Do what you love now

This year is just flying by! I know I say that a lot but the events that have started off this year have made me realize there is just not a moment to waste. I knew going into 2014 it would be nonstop. I would be heading into my usual crazy show line up-Pasadena Bead and Design, Tuscon Bead Show at the Windmill, Bead Boutique in Concord, CA and finally Glitterfest in March. Literally a show every two weeks. I knew it was going to be hard work but I was used to that, but life has a way of throwing a wrench in our plans. Sometimes I think it's just to see what we can handle or maybe to put things into perspective. So lets go back to January. Some of you know that besides all the jewelry stuff I sing in a band. It is my other love. One of our fans and good friend of mine, Jimmy, very suddenly and unexpectedly lost his Father just moments after the year had begun. It really hit home hard, much harder than I actually anticipated. I had come to know their family because they have supported and loved our music for years. Jimmy had his own band that he had recently started which I had managed to catch a show or two. There I had a few moments to speak to his Dad, but really in the grand scheme of things, he was just an acquaintance. I could count on both hands the number of conversations we had had, but this person had left such an impression he had made his way into my dreams several times. His passing had much more of an impact than I was prepared for and I wasn't sure why. He was not only the same age as a my Father, but was equally as enthusiastic about music as my Dad is. I guess in someway he reminds me of my Dad. He would talk to me about how proud he was of his son Jimmy. He looked at Jimmy the way my Dad looks at me when I am performing. My Dad and I spent a lot of time playing music with Jimmy the first few months of this year. It seemed like the only way we could get him to smile and forget about his loss even if only for a few moments. Music is magic like that. It's the most powerful mood changer I know of.
At the same time all this was unraveling my Dad's twin brother was slowly losing his battle with pancreatic cancer. We lost Uncle Dan on Feb 18th, a few days after I got home from Tucson, which was also a few days after their 61st Birthday. Oddly enough the same age as Jimmy's Dad.
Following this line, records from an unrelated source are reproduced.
Issue #728, opened 2017-12-29
i18n is not fully implemented


Sebastian1978:
Lutris doesn't have russian translation.

liberavia:
There are some po-files in po-directory, but they don't seem to be really used. The only position where gettext is included is in lutris/gui/application.py but binded to a common directory (/usr/share/locale)

strycore:
Yeah. I know.

TingPing:
I'd set it up if Lutris ever moves to a real build system where you can reasonably build, extract, and merge translations.

strycore:
Hopefully, we'll migrate to Meson during the 0.5 cycle.

liberavia:
I currently try to test if at least basic string translation with gettext can be implemented with not too much effort 

I began to wrap strings of the code and tried to import and install gettext all over the lutris package. However, it's not yet working.

My first approach is in this commit:
https://github.com/liberavia/lutris/commit/f996fb6d1f205796c92062b1a0a3570439f30ce4

Hints are welcome

TingPing:
- Installing translations in `./locale` is a bit lame
- Storing binary `.mo` files in git is a bad idea
- Data files like desktop file need merging
- Automated way to do all of that and extract translations would be nice

But most of that comes down to having a build system with `gettext` support built in.

liberavia:
Ok, so it would be at least helpful if I do a PR with just the marking stuff then?

TingPing:
I think so yes. Also for text like this: `<i>(Italic indicates that this option is modified in a lower configuration level.)</i>` don't have users translate the markup.

Here are some general guidelines: https://wiki.gnome.org/TranslationProject/DevGuidelines (And the [markup page specificially](https://wiki.gnome.org/TranslationProject/DevGuidelines/Avoid%20markup%20wherever%20possible))

liberavia:
Hi there,

i removed some of the code that i did yesterday and went further searching through files for making them translatable, so that there available in a pot file without markup and whitespaces. I noticed that there is a 80 column limit that is used which often leads to strings wrapped with brackets to go over newlines. These are hard to catch for translation due to `_()` will destroy the structure. This occures for example in sysoption.py where currently I just marked the labels for now:
`    
{
        'option': 'game_path',
        'type': 'directory_chooser',
        'label': _('Main game folder'),
        'default': os.path.expanduser('~/Games'),
        'scope': ['runner', 'system'],
        'help': ("The main folder where you install your games.\n"
[...]

PR #769, opened 2018-02-17
Internationalization: Step 1

liberavia:
This pull is related to issue https://github.com/lutris/lutris/issues/728

It contains marking any found string that seems to be played out in gui, so it is some sort of base for using gettext.


lutris/installer/commands.py
```diff
@@ -173,16 +173,15 @@ def _on_input_menu_validated(self, widget, *args):
...
-            'message',
-            "Insert or mount game disc and click Autodetect or\n"
-            "use Browse if the disc is mounted on a non standard location."
-        )
-        message += (
-            "\n\nLutris is looking for a mounted disk drive or image \n"
-            "containing the following file or folder:\n"
-            "<i>%s</i>" % requires
-        )
+        message_action = _("Insert or mount game disc and click Autodetect or") + "\n"
```
TingPing: This shouldn't be split like this, it turns a normal paragraph into weird partial sentences.

lutris/runners/atari800.py
```diff
@@ -26,14 +26,29 @@ class atari800(Runner):
...
         "5200_rom": ""
     }
+
+    def get_long_help_msg(self,option):
+        help_messages = {}
+
+        # main_file
+        help_messages['main_file'] = _("The game data, commonly called a ROM image.") + " \n"
+        help_messages['main_file'] += _("Supported rom formats: ATR, XFD, DCM, ATR.GZ, XFD.GZ")
+        help_messages['main_file'] += _("and PRO.")
```
TingPing: Same comment about split line.

lutris/runners/atari800.py
```diff
@@ -26,14 +26,29 @@ class atari800(Runner):
...
+
+        # bios_path
+        help_messages['bios_path'] += _("A folder containing the Atari 800 bios files.") + " \n"
+        help_messages['bios_path'] += _("They are provided by Lutris so you shouldn't have to") + " "
+        help_messages['bios_path'] += _("change this") + "\n"
```
TingPing: Same.

lutris/gui/config_dialogs.py
```diff
@@ -452,8 +452,9 @@ def get_config_id(self):
 class EditGameConfigDialog(Dialog, GameDialogCommon):
     """Game config edit dialog."""
     def __init__(self, parent, game, callback):
+        headline_game_config_dialog = _("Configure ") + game.name
         super(EditGameConfigDialog, self).__init__(
-            "Configure %s" % game.name,
+            headline_game_config_dialog,
```
TingPing: So I believe it is best to actually expose `%s` here as it allows RTL languages to be in the correct order. Same for a few others. It does have the downside that bad translations can cause runtime errors but there are tools to validate this.

liberavia:
I changed those lines the way strycore suggested in https://github.com/lutris/lutris/issues/728#issuecomment-360007657

Could someone review this to make sure this is the way you want it to be implemented before I go over all files again?

lutris/gui/installgamedialog.py
```diff
@@ -263,18 +264,18 @@ def prepare_install(self, script_index):
...
             self.set_path_chooser(self.on_target_changed, 'folder',
                                   default_path)
             self.non_empty_label = Gtk.Label()
-            self.non_empty_label.set_markup(
-                "<b>Warning!</b> The selected path "
-                "contains files, installation might not work properly."
-            )
+            label_markup = "<b>" + _("Warning!") + "</b>"
+            label_markup += " " + _("The selected path") + " "
+            label_markup += _("contains files, installation might not work properly.")
```
liberavia: Todo: Remove splitting of parts that belong together

lutris/gui/sync.py
```diff
@@ -68,8 +68,9 @@ def __init__(self, parent=None):
         self.get_content_area().add(box_outer)
 
         description_label = Gtk.Label()
-        description_label.set_markup("You can import games from local game sources, \n"
-                                     "you can also choose to sync everytime Lutris starts")
+        label_markup = _("You can import games from local game sources,") + " \n"
+        label_markup += _("you can also choose to sync everytime Lutris starts")
+        description_label.set_markup(label_markup)
```
liberavia: Todo: line and meaning splitting

lutris/gui/uninstallgamedialog.py
```diff
@@ -82,10 +82,12 @@ def on_apply_button_clicked(self, widget):
         if remove_contents and not hasattr(self.game.runner,
                                            'no_game_remove_warning'):
             game_dir = self.game.directory.replace('&', '&amp;')
+            question =  _("Are you sure you want to delete EVERYTHING under") + " \n<b>"
+            question += game_dir
+            question += "</b>?\n " + _("(This can't be undone)")
+
```
liberavia: Using pattern instead of only concatenation

TingPing:
> There is a problem with resolving the problem not having markup in translations and keeping textblocks together. Any suggestions how to deal with this?

If it comes down to it not splitting up sentences is more important than some markup being leaked IMO.

strycore:
We are not splitting strings for i18n, this is my final design decision on the subject.

TingPing:
Hmm, I'm not sure if using `{runner}` over `%s` is a great idea. It is bound to be translated incorrectly by somebody and also it bypasses the `gettext` tooling which is aware of `%s` style formatting.

liberavia:
You mean I should do it this way?

```
mystring = _(
    "This %s message"
    "goes over"
    "several lines"
) % some_message_type
```

strycore:
This is now too old and too out of sync to be rebased against master. A new PR has to be submitted.

PR #774, opened 2018-02-25
Add higan runner.

FakeShemp:
[_higan_](https://byuu.org/emulation/higan/) is a multi-system emulator with great SNES support. As far as I know it is the only one supporting certain SNES games.

It uses its own [Gamepak](https://byuu.org/emulation/higan/game-paks) system for loading games. Gamepaks are an attempt to simulate physical Nintendo Game Paks in digital form. The idea is that for each game, one folder acts as a gamepak, and contains all data that is specific to said game. _icarus_ is its complimentary program for automagical creation of these Gamepaks, but it is not supported in this runner as the exact same functionality can be written in the install scripts with more versatility.


strycore:
Nice! Didn't know about higan!

PR #795, opened 2018-03-16
accept kitty as terminal

soredake:
@strycore


strycore:
I'm pretty sure having a hard coded list of terminal is the wrong way to do it.

PR #799, opened 2018-03-16
system: Add MATE Terminal

RobLoach:
[MATE Terminal Emulator](https://github.com/mate-desktop/mate-terminal) is a good one. Add that along-side the others.

Inspired by https://github.com/lutris/lutris/pull/795 ... Thanks soredake!

### DIFF
--- a/lutris/util/system.py
+++ b/lutris/util/system.py
@@ -18,6 +18,7 @@ TERMINAL_CANDIDATES = [
     'xfce4-terminal',
     'pantheon-terminal',
     'terminator',
+    'mate-terminal',
     'urxvt',
     'cool-retro-term',
     'Eterm',


strycore:
I'm pretty sure having a hard coded list of terminal is the wrong way to do it.

TingPing:
> I'm pretty sure having a hard coded list of terminal is the wrong way to do it.

It actually isn't, there is no standard method to define a default terminal. XFCE has its own spec which is reasonable but nothing else implements it afaik, Debian has its own defaults mess, etc.

TingPing:
You can however find installed terminals dynamically, that doesn't need to be hardcoded necessarily. The question just becomes preference at that point.

PR #802, opened 2018-03-19
update Indonesian translation

cho2:
update Indonesian translation


strycore:
Thanks! (Just hope that everyone submitting translations realizes we have no i18n support in or code yet)

PR #822, opened 2018-04-04
rpm: correct macro names and dependencies

TomasTomecek:
I recently installed lutris on my Fedora system and realized that
it's not pulling any dependencies.

The reason for that was that you have incorrect macros used. Macros
for Red Hat-based systems don't contain the `_version` suffix.

I'm not sure about OpenSuse since I'm not familiar with it.


strycore:
Thanks! This is a serious issue if the dependencies weren't installing!

PR #828, opened 2018-04-19
Various fixes for winesteam for Linux game data download and wine game execution

Ryochan7:
1. Use proper runner config data when downloading Linux game data from Steam for Windows otherwise no wine prefix is detected (ex. Doom 3 BFG); Lutris was attempting to use linux runner data so no prefix keys were found in the runner_config dict.

https://lutris.net/games/doom-3-bfg-edition/

2. For default winesteam install, use default_arch if auto is set for the prefix architecture when no explicit prefix is set (ex. Warhammer 40K: Dawn of War 1).

https://lutris.net/games/warhammer-40000-dawn-of-war/

3. Steam for Windows install can get stuck when output from stdout is not read. If watch is not set, just close the stdout stream. This problem mainly occurred on my Xubuntu 16.04 and SteamOS installs but I think it has happened sometimes while testing on Xubuntu 17.10. The tweak fixes the problem on all my Linux installations.

### DIFF
--- a/lutris/installer/interpreter.py
+++ b/lutris/installer/interpreter.py
@@ -699,7 +699,7 @@ class ScriptInterpreter(CommandsMixin):
         appid = self.steam_data['appid']
         if not steam_runner.get_game_path_from_appid(appid):
             logger.debug("Installing steam game %s", appid)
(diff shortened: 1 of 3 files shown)


strycore:
Thanks! Those are some very useful fixes!

PR #834, opened 2018-04-23
Use get_env() return as default environments.

Xenega:
Set et_env() return as default environments. Because a lot of play function don't set the environment. Avoid empty environments.


strycore:
thanks!

PR #855, opened 2018-05-08
libretro: Add ChaiLove core

RobLoach:
This change adds the [ChaiLove](https://github.com/libretro/libretro-chailove) libretro core, which is a 2D game framework. It's similar to [Love2D](https://love2d.org/), but using [ChaiScript](http://chaiscript.com/).

Added a game to Lutris that uses it over at: https://lutris.net/games/floppy-bird/


RobLoach:
Uploaded the core to the buildbot.

PR #14593, opened 2018-09-24
Avoid using deprecated configurations in Gradle plugin reference documentation

jnizet:
See https://github.com/spring-projects/spring-boot/pull/14585#issuecomment-423804560


wilkinsona:
Thank you very much, @jnizet. The proposed changes have been merged into 2.0.x and master.

Issue #14599, opened 2018-09-25
Section header in Actuator API docs for query parameters of retrieving caches by name is incorrect


wilkinsona:
Hi, this is a `first-timers-only` issue. This means we've worked to make it more legible to folks who either haven't contributed to our codebase before, or even folks who haven't contributed to open source before.

If that's you, we're interested in helping you take the first step and can answer questions and help you out as you do. Note that we're especially interested in contributions from people from groups underrepresented in free and open source software!

If you have contributed before, consider leaving this one for someone new, and looking through our general `ideal-for-contribution` issues. Thanks!

## Problem
The documentation for the Actuator's API contains a section named "Request Structure" but it should be named "Query Parameters". The ID assigned to the section is also incorrect which has a knock-on effect on the anchors in the generated HTML.

## Solution

Both the title of the section and its ID need to be corrected.

The ID can be found here: https://github.com/spring-projects/spring-boot/blob/fd2080e7cc38af2db7c7a669e650fcce9a6194b3/spring-boot-project/spring-boot-actuator-autoconfigure/src/main/asciidoc/endpoints/caches.adoc#L45

The ID should be `[[caches-named-query-parameters]]`

The name can be found here: https://github.com/spring-projects/spring-boot/blob/fd2080e7cc38af2db7c7a669e650fcce9a6194b3/spring-boot-project/spring-boot-actuator-autoconfigure/src/main/asciidoc/endpoints/caches.adoc#L46

The name should be `=== Query Parameters`

## Steps to Fix 
 
- [x] Claim this issue with a comment below and ask any clarifying questions you need
- [x] Set up a repository locally following the [Contributing Guidelines](https://github.com/spring-projects/spring-boot/blob/master/CONTRIBUTING.adoc)
- [x] Try to fix the issue following the steps above
- [x] Commit your changes and start a pull request.

wilkinsona:
Looks like @hanope has taken care of this. Thank you. Closing in favour of #14600.

PR #14600, opened 2018-09-25
Section header in Actuator API docs for query parameters of retrieving caches by name is incorrect

Hanope:
I fix the section header in Actuator API docs. #14599


snicoll:
@Hanope thank you for making your first contribution to Spring Boot. This is now merged in `master`.

Issue #14555, opened 2018-09-20
Validation of Client Registration Ids


rwinch:
With the changes in https://github.com/spring-projects/spring-boot/commit/f5deebf0cb2fb802bafb5ff85652ebe89e9da98d#diff-b716836901d5fea39e485e35997f2f62 we should probably validate the client registration ids are not duplicated. For example, with the old configuration this:
```yml
spring:
  security:
    oauth2:
      client:
        provider:
          idp:
            issuer-uri: https://example.com
        registration:
          idp:
            client-id: client-id
            client-secret: client-secret
          idp:
            client-id: client-id
            client-secret: client-secret
```

 produced an error:

```
Caused by: org.yaml.snakeyaml.constructor.DuplicateKeyException: while constructing a mapping
 in 'reader', line 18, column 11:
              idp:
              ^
found duplicate key idp
 in 'reader', line 21, column 11:
              idp:
              ^

	at org.yaml.snakeyaml.constructor.SafeConstructor.processDuplicateKeys(SafeConst
```

However, the new configuration does not produce an error:

```yml
spring:
  security:
    oauth2:
      client:
        provider:
          idp:
            issuer-uri: https://example.com
        registration:
          login:
            idp:
              client-id: client-id
              client-secret: client-secret
            authorizationcode:
              idp:
                client-id: client-id
                client-secret: client-secret
```

Related: #14554

mbhave:
Closing in favor of #14609.

Issue #14554, opened 2018-09-20
Consider Alternative to in Grant Type Hiearchy


rwinch:
The changes in https://github.com/spring-projects/spring-boot/commit/f5deebf0cb2fb802bafb5ff85652ebe89e9da98d#diff-b716836901d5fea39e485e35997f2f62 make it so that the grant type is in the hierarchy. I'm not sure if this is a good long term solution since there will likely come a time (soon) where we support multiple grant types in a registration (with one being "preferred"). When a user requests a token they would then specify which grant type if they wanted something different than the default.

With these changes in mind it is going to make configuring the code challenging because the user would need to duplicate the configuration. For example:

```
spring:
  security:
    oauth2:
      client:
        provider:
          idp:
            issuer-uri: https://example.com/
        registration:
          authorizationcode:
            idp-ac:
              provider: idp
              client-id: client-id
              client-secret: client-secret
          clientcredentials:
            idp-cc:
              provider: idp
              client-id: client-id
              client-secret: client-secret
```

One option would be to allow additional grant types property on the registration. However, this becomes ambiguous how the user should configure it. Should they place it under authorizationcode or clientcredentials? If they place it under a grant type that is missing a property for the additional grant type then, the would get an error too. For example:

```yml
spring:
  security:
    oauth2:
      client:
        provider:
          idp:
            issuer-uri: https://example.com/
        registration:
          clientcredentials:
            idp-cc:
              client-id: client-id
              client-secret: client-secret
              additional_grant_types: authorization_code
              redirect-url: /foo/bar # redirect-url is not needed for client-credentials
```

I'd like to consider going back to the original way. If the authorization_grant_type is provided, the default redirect-url is then mapped accordingly.

```yml
spring:
  security:
    oauth2:
      client:
        provider:
          idp:
            issuer-uri: https://example.com/
        registration:
          idp:
            client-id: client-id
            client-secret: client-secret
            authorization_grant_type: authorization_code
```

mbhave:
@rwinch If there is going to be support for a "preferred" grant type, I don't see why additional_grant_types would be misleading. The default one would be the that's under the key and the additional ones would be supported if the user specifies that in the request. 

> If they place it under a grant type that is missing a property for the additional grant type then, the would get an error too

We don't have this sort of validation and when/if we do add validation we can take such factors into account.

rwinch:
> We don't have this sort of validation and when/if we do add validation we can take such factors into account.

[...]

PR #14609, opened 2018-09-26
validation of Client Registration Ids

ayudovin:
this [enhancement](https://github.com/spring-projects/spring-boot/issues/14555)


mbhave:
@ayudovin thank you for the PR. This one is also dependent on whether we keep the grant type hierarchy or not. I'm going to place this PR on hold till we decide what to do in #14554.

PR #14614, opened 2018-09-26
Expose preferProxiedForAddress Jetty access log property.

### LINKED ISSUE #14608: Expose preferProxiedForAddress of Jetty NCSARequestLog in ServerProperties
For applications behind an HTTP proxy, it is more correct to report the IP address of the `X-Forwarded-For` header in HTTP access logs instead of the socket remote address. Fortunately this behavior is easily enabled in Jetty by setting `NCSARequestLog#setPreferProxiedForAddress(true)`. It would be helpful to expose this setter as a Spring property.

serac:
Provides the Spring boot property `server.jetty.accesslog.prefer-proxied-for-address` to control Jetty access log behavior to prefer `X-Forwarded-For` header if present for logging IP address in HTTP access logs. Closes #14608.

### DIFF
--- a/spring-boot-project/spring-boot-autoconfigure/src/main/java/org/springframework/boot/autoconfigure/web/ServerProperties.java
+++ b/spring-boot-project/spring-boot-autoconfigure/src/main/java/org/springframework/boot/autoconfigure/web/ServerProperties.java
@@ -56,6 +56,7 @@ import org.springframework.util.unit.DataSize;
  * @author Brian Clozel
  * @author Olivier Lamy
  * @author Chentao Qu
+ * @author Marvin S. Addison
  */
 @ConfigurationProperties(prefix = "server", ignoreUnknownFields = true)
 public class ServerProperties {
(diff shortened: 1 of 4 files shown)


spring-boot-project/spring-boot-autoconfigure/src/main/java/org/springframework/boot/autoconfigure/web/ServerProperties.java
```diff
@@ -831,6 +832,11 @@ public void setSelectors(Integer selectors) {
 			 */
 			private boolean logLatency;
 
+			/**
+			 * Prefer IP address specified in X-Forwarded-For header.
+			 */
+			private boolean preferProxiedForAddress;
```
snicoll: I'd rather research if we couldn't apply this behaviour when `server.use-forward-headers` is set rather than requiring a new property.

wilkinsona:
Thanks for the PR but as per my comments on #14608 starting [here](
https://github.com/spring-projects/spring-boot/issues/14608#issuecomment-426643445), I don't think we need to do anything here. The existing `server.use-forward-headers` property should already be sufficient to get the desired access logging behaviour with Jetty, Tomcat, and Undertow.

Issue #14552, opened 2018-09-20
Add Support for client_credentials Auto Configuration


rwinch:
With the changes in https://github.com/spring-projects/spring-boot/commit/f5deebf0cb2fb802bafb5ff85652ebe89e9da98d#diff-b716836901d5fea39e485e35997f2f62 the configuration below works but longer makes sense:

```yml
spring:
  security:
    oauth2:
      client:
        provider:
          idp:
            issuer-uri: https://example.com/
        registration:
          authorizationcode:
            idp:
              client-id: client-id
              client-secret: client-secret
              authorization_grant_type: client_credentials
```

Notice that a client_credentials grant type is being configured under the authorizationcode parent. 

Related #14554

mbhave:
Closing in favor of #14625.

PR #14625, opened 2018-09-27
adding support for client_credentials auto configuration

ayudovin:
this [enhancement](https://github.com/spring-projects/spring-boot/issues/14552)


mbhave:
@ayudovin thank you for the PR. We're still deciding whether we want to go with the client hierarchy based on the grant_type. I'm going to place this PR on hold till we decide what to do in #14554.

PR #14637, opened 2018-09-29
Use Commons Logging for OnlyOnceLoggingDenyMeterFilter

izeye:
This PR changes to use Commons Logging for `OnlyOnceLoggingDenyMeterFilter` as it seems that SLF4J is used accidentally.


izeye:
I missed dropping `this` keywords for `logger` as I changed it to `static`. I updated it now.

It didn't seem fair. Two good people gone way too soon. My Uncle was a huge inspiration to me. Not only was he just as cool of a guy as my Dad is, he recently followed his dream to be a business owner right around the same time I did. He opened and ran a successful high end Bass Specialty store which had been lacking in the music industry. I loved hearing all the news about who was coming to do a demo in his store and how much all of his customers loved the service he was providing. It encouraged me to keep going the same way all of my customers encourage me at these trade shows.  But all of a sudden, all of this loss shifted my perspective. It made my question what I was doing. I still had 2 more shows to get through and inspiration was completely eluding me. All I felt like doing was crawling under a blanket and giving up. I know everyone deals with loss differently and it is normal to feel all of these things, but I felt like what I was creating was all of a sudden completely unimportant in the grand scheme of things. I was burned out and at the same time I was tired of wasting precious time. I was stuck. I didn't know how to snap out of it. All I wanted to do was escape from all responsibilities. This panic set in of impending deadlines but it just made it even harder to be creative. I ended up turning to the one thing that lets me escape everything, music. I had been spending a lot of time with Jimmy and his band The Fallen Electric as well as my Dad and the rest of the boys from my band 90 Proof. We sang. We forgot about everything. All the sadness just disappeared. We escaped to this alternate universe that only musicians can really understand and there my muse was hiding. I decided to use that escape as inspiration. 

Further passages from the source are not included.